[[ Supplied information, beginning ]]
PR #2646, opened 2023-01-30
feat(docs): add web app env variables and warning docs

p-fernandez:

Adds missing Web app information in the docs.

We have had some users struggling to understand Web app configuration by environment variables and how to apply the changes.


.markdownlint.jsonc
```diff
@@ -39,5 +39,10 @@
       "markdownlint",
       "Node.js"
     ]
+  },
+
+  // MD-46/code-block-style
+  "MD046": {
+    "style": "fenced"
```
p-fernandez, line 46: We use fenced block style all the time (backticked code blocks). `markdownlint` by default expects `indented` code blocks. I added the rule to avoid pre-commit to complain and fail.

apps/web/.env
```diff
@@ -1,8 +1,5 @@
 SKIP_PREFLIGHT_CHECK=true
 REACT_APP_API_URL=
-REACT_APP_WIDGET_SDK_PATH=
```
p-fernandez, line 3: Not used.

apps/web/.env
```diff
@@ -1,8 +1,5 @@
...
 REACT_APP_ENVIRONMENT=dev
-GLOBAL_CONTEXT_PATH=
```
p-fernandez, line 5: Not used in the Web app, as it is used to define paths in `/libs/shared`.

apps/web/.env
```diff
@@ -1,8 +1,5 @@
...
-WEB_CONTEXT_PATH=
```
p-fernandez, line 6: Not used yet, but we would need it in the future to allow different paths in the Docker solution and self hosted solution. Should I leave it even if it is not used yet?

scopsy: Let's remove it to avoid confusion

scopsy (approved):

PR #2647, opened 2023-01-30
feat: New design proposal for Novu Starting providers #2624

### LINKED ISSUE #2624: [NV-1592] 🚀 Feature: New design proposal for Novu Starting providers
### 🔖 Feature description

While working on other bugs I come across Novu starting email provider code and felt like this is adding extra complexity(some performance overhead) for main line of code multiple places(api, web etc.)..  and if we make any changes to main line of code we need to make sure this additional code not causing any issues and same way any modifications to this extra code not causing issues to main line. and later if we extend this to SMS, Chat etc. then it may add more complexity.. Another problem is these emails are stored as sendgrid emails, later if they use their own sendgrid provider then both stored as sendgrid provider.

I feel we can implement this logic with out effecting main line of code and simpler and more flexible way, I would like to present new approach for brainstorming, feel free to point out mistakes/shortcomings.

Here is the new design I propose:
We ca create new provider that can extend Sendgrid(or implement completely from scratch)  and when user enables this provider they simply provide preferred sender name in the UI(so not limited to organization name), apikey and from address we can read from environment, so user cant override these values, if they want to give different reply-to address then they can give in UI, so the replies goes to their email instead of coming to no-reply@novu.co .
And this is like any other provider, so if they don't have any email provider enabled then only they can enable this, and coming to count and limit logic, this can be implemented specific to this provider but I feel we can promote this to main line and expose this like feature for users, this will be very useful for organizations, they can set limits and track counts control their budgets, in case of attacks also this limit can help to mitigate the risk of getting big bill, so for all active providers we can expose this, not just start provider. if we need to extend this to SMS, CHAT, PUSH etc. also simple, just adding another provider. And later if we plan to start charging beyond free usage then we can do so..
I feel this is much cleaner approach as it is extending our system naturally(by adding new providers with out modifying main line code), feel free to point out if any mistakes in this approach or missed any edge cases.

Simplify the free provider logic.

Explained in the description.

### 🔄️ Additional Information

_No response_

<sub>[NV-1592](https://linear.app/novu/issue/NV-1592/🚀-feature-new-design-proposal-for-novu-starting-providers)</sub>

tsssdev:
Hey Guys, 
After discussing with David n his suggestion, I modified free/start provider code(basically removed all conditional code and made this free provider also like any other provider, so  very minimal code is required to add this free provider, we just need to add another provider and this can be easily and naturally extended, for other types like SMS, Chat etc..  Removed all old code and added new provider.
Major change in this PR is promoting the messages limit code to main line, now organisations can set the limit for any provider and if usage crosses the limit, we stop sending messages.. here I added two limits, softLimit and hardLimit, after reaching soft limit we start recording warning messages but still send messages, but after reaching hard limit we stop sending messages. For now users/organisations can select hard limit and softlimit calculating behind the scenes(90% of hard limit), I tried to give option to select both softlimit and hard limit using range slider but it looks like it may confuse the user, so revrted back to only hard limit selection and softlimit calculated in the code, if we can find a good UI component for selecting both limits we can modify UI code.. functionality all implemented, few test cases we may need to add here and there and .. please review this and give us your feedback.

Closes #2624 and global message limit feature across all providers..


providers/novu-email/src/lib/novuEmail.provider.ts
```diff
@@ -0,0 +1,33 @@
+import {
+  IEmailOptions,
+  ISendMessageSuccessResponse,
+  ICheckIntegrationResponse,
+  CheckIntegrationResponseEnum,
+} from '@novu/stateless';
+
+import { SendgridEmailProvider } from '@novu/sendgrid';
+
+export class NovuEmailProvider extends SendgridEmailProvider {
```
davidsoderberg, line 10: this was one of the things I dislike this package is useless to anyone else except Novus cloud version... My suggestion is putting this inside of the api server...

apps/api/src/app/integrations/usecases/provider-usage-limits/provider-usage-limits.usecase.ts
```diff
@@ -0,0 +1,56 @@
...
+      _organizationId: organizationId,
+      providerId: providerId,
+      createdAt: { $gte: startOfMonth(new Date()), $lte: endOfMonth(new Date()) },
+    });
+  }
+
+  async ensureLimitNotReached(integration: IntegrationEntity) {
+    if (!integration.limits) return;
+
+    const { softLimit, hardLimit } = integration.limits;
```
davidsoderberg, line 34: What is soft limit for can you explain the usecase for it?

apps/api/src/app/integrations/usecases/get-novu-integration/get-novu-integration.spec.ts
```diff
@@ -1,152 +0,0 @@
...
-import { MessageRepository, IntegrationRepository } from '@novu/dal';
-import { SharedModule } from '../../../shared/shared.module';
-import { IntegrationModule } from '../../integrations.module';
-import { GetNovuIntegration } from './get-novu-integration.usecase';
-import { GetNovuIntegrationCommand } from './get-novu-integration.command';
-import { endOfMonth, startOfMonth } from 'date-fns';
-import { CalculateLimitNovuIntegration } from '../calculate-limit-novu-integration/calculate-limit-novu-integration.usecase';
-import { ChannelTypeEnum, EmailProviderIdEnum } from '@novu/shared';
-
-describe('Get Novu Integration', function () {
```
davidsoderberg, line 15: these tests need to be moved somewhere else...

apps/api/src/app/integrations/usecases/provider-usage-limits/provider-usage-limits.usecase.ts
```diff
@@ -0,0 +1,56 @@
...
+import { ProviderUsageLimitsCommand } from './provider-usage-limits.command';
+
+@Injectable()
+export class ProviderUsageLimits {
+  constructor(
+    private messageRepository: MessageRepository,
+    @Inject(ANALYTICS_SERVICE) private analyticsService: AnalyticsService
+  ) {}
+
+  static MAX_NOVU_INTEGRATION_MAIL_REQUESTS = parseInt(process.env.MAX_NOVU_INTEGRATION_MAIL_REQUESTS || '300', 10);
```
davidsoderberg, line 17: where is this used now?

apps/api/src/app/integrations/usecases/update-integration/update-integration.usecase.ts
```diff
@@ -20,7 +21,9 @@ export class UpdateIntegration {
   async execute(command: UpdateIntegrationCommand): Promise<IntegrationEntity> {
     const existingIntegration = await this.integrationRepository.findById(command.integrationId);
     if (!existingIntegration) throw new NotFoundException(`Entity with id ${command.integrationId} not found`);
-
+    if (NOVU_START_PROVIDERS.includes(existingIntegration.providerId)) {
+      command.limits = NOVU_START_PROVIDERS_LIMITS;
```
davidsoderberg, line 25: This needs to change when we add another novu provider because it can be different limits for different providers.

apps/web/src/components/templates/email-editor/EmailContentCard.tsx
```diff
@@ -92,11 +88,7 @@ export function EmailContentCard({
       {!isIntegrationActive ? (
         <LackIntegrationError
           channelType="E-Mail"
-          text={
-            enabled
-              ? 'Looks like you haven’t configured your E-Mail provider yet, visit the integrations page to configure.'
-              : undefined
-          }
+          text={'Looks like you haven’t configured your E-Mail provider yet, visit the integrations page to configure.'}
```
davidsoderberg, line 91: this is a bit problematic for the self hosted version because the other text gives your more info if it is self hosted then this one does

davidsoderberg:
@tsssdev would be great if you could provide a screen recording(loom) or print screens of how the ui now looks...
In general I feel that the code have become more shattered all over the place...

apps/api/src/app/integrations/usecases/provider-usage-limits/provider-usage-limits.usecase.ts
tsssdev: The idea here is, if we have one limit then after reaching the limit we stop sending messages, instead of that if we have soft limit, after crossing soft limit we can just give warning but still send messages, after reaching hard limit we stop sending message, like soft limit is a warning and they can extend limit if needed after receiving this warning.

providers/novu-email/src/lib/novuEmail.provider.ts
tsssdev: If we keep it outside providers package then again we need to write custom logic, if we keep it here... , even though many guys not using it is like any other provider. already we have many providers and many guys they do not use many providers and they use which ever providers they need/interested... Lest assume this provider is for cloud and end user is Novu cloud

p-fernandez:
@tsssdev first, thanks for this proposal and this big effort that helps to explain it.

Going through it, what I find is that there are two different features merged in this proposal. 

One being the soft/hard limits to help users to be aware of their usage of the different providers to help them to control their billing. This is a good suggestion and a step in very useful functionalities.

The other one seems to be to create another abstraction layer on top of the Sendgrid provider and move it as a new provider. I am a bit lost in the part: _and this can be easily and naturally extended, for other types like SMS, Chat etc.._
The limited trial provider is a _gift_ we implemented to allow users in the Novu cloud hosted solution to quickly try Novu without having to set up any integration or sign up for a service, so they can navigate through the features and try the product. It is disallowed in self host cloud version for obvious reasons (as we cover with its spending). Also so far we have no plans to provide other limited trial providers for the other channels (SMS, push).

My suggestion would be to split this proposal in 2 as I can spot very differentiated goals:
1 - A proposal for implementing usage features that can be aligned with a potential future billing control feature to help our users to manage their spending and also get accurate reports of their spending with us.
2 - A proposal regarding the implementation of the limited trial Novu provider addressing your concerns regarding performance and complexity, that you mention in https://github.com/novuhq/novu/issues/2624, but you haven't listed. Though without diverting our intention with the limited trial provider.

tsssdev:
@p-fernandez, Actually it has 3 parts, 
1. Removing old code related to start provider,
2. Adding new start provider for email(extending sendgrid is not mandatory)
3. Limits logic,with soft and hard limits, most of the code is related to this.

All code removals/cleanup is related to #1 and most of the new code is related to #3 and for #2 just added one new provider(novu-email) and is like any new provider with out any special logic in our main code, just added logic not to override the limits for these start providers. 

Coming to splitting, actually #2 needs some limit logic, so instead of doing separately I thought doing together make sense and reduces the amount of work required, as I mentioned for #2 not much logic involved., Hope now this is more clear and you can get complete picture. I think if you grasp limit logic, things become more clearer

Coming to extending sendgrid, that is actually not mandatory, just trying to re-use few lines of code, if needed we can remove sendgrid dependency and add that email data construction in this provider, so it will be completely independent,  and coming to other providers SMS etc.. I just mentioned it is easy to extend in this new approach with out violating OCP,  just for email also I feel this approach is better.. coming to adding other start/gift providers, if cost is concern, we can do chat provider like telegram, that is complete free of cost and useful for some organizations.

Please let me know if any other clarifications needed.

tsssdev:
> @tsssdev would be great if you could provide a screen recording(loom) or print screens of how the ui now looks... In general I feel that the code have become more shattered all over the place...

Sure @davidsoderberg I will add few screenshots, coming to code scattering, the most of the code here is for limits logic, for start provider except new provider, not much code added, just added code to block limits overriding. Please refer this https://github.com/novuhq/novu/pull/2647#issuecomment-1411627927

tsssdev:
@davidsoderberg please find the UI screenshots, if any modifications needed I can apply, this draft PR is for showcaseing my proposal, if you guys agree with this we can refine further taking all feedback, backend(api), providers side all done including test cases, but web side need to add test cases and may be some UI enhancements needed.. also if needed we can hide this on non cloud environments, alreday we have check for free providers(to disable limit set slider, we can add one more check to show based on environment., Please let me know if any other details needed.. as I mentioned my eralier comment this draft PR has 3 parts... removing old code, adding new free provider and limit logic for all providers.

limit-set
messages-usage

tsssdev:
@p-fernandez @davidsoderberg 
For making review easier I have created new branch and committed  3 parts individually in 3 different commits in this branch https://github.com/novuhq/novu/compare/next...tsssdev:novu:NV-1592-Feature-New-design-proposal-for-Novu-Starting-providers-individual-commits

**Commit 1  code cleanup of old start/free provider:** As part of this commit removed old start/free provider code (You can look at this and see how many files modified and complexity in the code and the extra slight performance overhead introduced on each message send)

**Commit 2 Added novu-email provider:** Just added another provider to use it in our cloud, nothing special or conditional code specific to free provider here, it is just like any other provider and no conditional/special logic added for free provider.

**Commit 3 Limit logic for all channels and providers:**  This commit is mainly for implementing limit logic across all channels and all providers, including the test cases.

Done.. now we got **limit logic(new feature)** and **got free provider** and with out adding any extra code in the main line of code and **zero performance overhead** on message send. Just added 3 to 4 lines of code to not to allow users to overwrite the limits of free providers, no complex code and that too that logic is in not frequently hit place, not part of message sending core logic, so zero extra overhead on message sending logic.

Please let me know if you guys need any other clarifications.

scopsy:
Following our previous conversatin regarding introducing changes in smaller PR's. Will close this one for now 🙏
[[ Supplied information, end ]]
#### Instructions to follow:
Each line of the entries that contains the word "description" should be listed.

#### Reply:
### 🔖 Feature description
Explained in the description.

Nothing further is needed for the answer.